The Southampton Town Board hired an architectural firm last week to assist in the renovation of the former Neptune Beach Club building that was acquired by the town last fall.
The town will pay Water Mill-based Chaleff & Rogers $18,000 to help determine what parts of the boarded-up, former nightclub on Dune Road can be stripped away without disrupting the historical integrity of the building, which the Town Board hopes to renovate and reopen as a museum.
“As far as I know, we’ve only been give the go-ahead for stripping back the superfluous and other crazy additions that the property has been subject to since it was a life-saving station,” said Bill Chaleff, one of the architectural firm’s primary partners. “The idea is to take it back to how it was before, when it was a life-saving station.”
Mr. Chaleff said his partner, Paul Rogers, will be leading the effort and hopes to begin the process of evaluating the Hampton Bays property within the next month. Chaleff & Rogers has been in the business for nearly 30 years and has been hired by the town in the past to handle the renovation plans of the Lyzon Hat Shop in Hampton Bays, the Big Duck Ranch in Flanders and the replacement of historic windows at Town Hall.
“They have a demonstrated experience and expertise in historic projects, they’ve worked with us in the past,” Southampton Town Community Preservation Fund manager Mary Wilson said. “Our experience has been very good, it’s a firm that cares a lot about historic buildings in the town.”

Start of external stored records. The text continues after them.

PR #509, opened 2024-09-24
Respect "STRIP" env variable for prebuilt artifact 

### LINKED ISSUE #508: Investigate ohos release artifact size
the OH artifact is 118MB large when zipped, 600MB uncompressed. 
It's likely that the strip command is not working correctly. 
We could read `STRIP` as an environment variable, allowing the user to set `llvm-strip`, or perhaps we could use `${CC}/../llvm-strip`  if `CC.endswith("clang")`.

jschwe:
Allow the user to select the strip command via setting the STRIP environment variable (or the cc-rs variants of it).
For the OpenHarmony build the `ohos-build` script already sets `STRIP`, so this change also reduces the artifact size of the OpenHarmony release artifact.

Closes #508

### DIFF
--- a/mozjs-sys/Cargo.toml
+++ b/mozjs-sys/Cargo.toml
@@ -2,7 +2,7 @@
 name = "mozjs_sys"
 description = "System crate for the Mozilla SpiderMonkey JavaScript engine."
 repository.workspace = true
-version = "0.128.0-10"
+version = "0.128.0-11"
 authors = ["Mozilla"]
 links = "mozjs"
 build = "build.rs"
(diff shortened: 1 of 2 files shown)


jschwe:
Tested, by merging into my fork https://github.com/jschwe/mozjs/releases/tag/mozjs-sys-v0.128.0-11
(The commit merged into my fork is slightly different - it just read `STRIP`, and not any of the cc-rs variants, but that shouldn't make any difference)

sagudev (approved):

PR #510, opened 2024-09-29
Generate attestation for all artifacts

sagudev:
https://github.com/servo/mozjs/pull/501 caused that release checks where not run on PRs anymore, this PR fixes it.

cc @jschwe


sagudev:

Mr. Rogers said he was first approached by the town last winter and asked to draw up a schematic of how the former Neptune property could be tied in with the neighboring property that was once Summers Beach Club before being acquired by the town. Both properties were purchased using the town’s Community Preservation Fund.
“We document the building, identify the parts that are original and historic and find out what the building looked like originally,” Mr. Rogers said. “We don’t go beyond that.”
The building is set to be converted into a museum recognizing the all-black Coast Guard crew that manned the life-saving station that was housed in the building during World War II. It was the second all-black station in the country.
The museum would be open for self-guided tours, with old photographs and antiquated Coast Guard equipment on display around the interior of the building. Early plans also call for a concession stand on the site.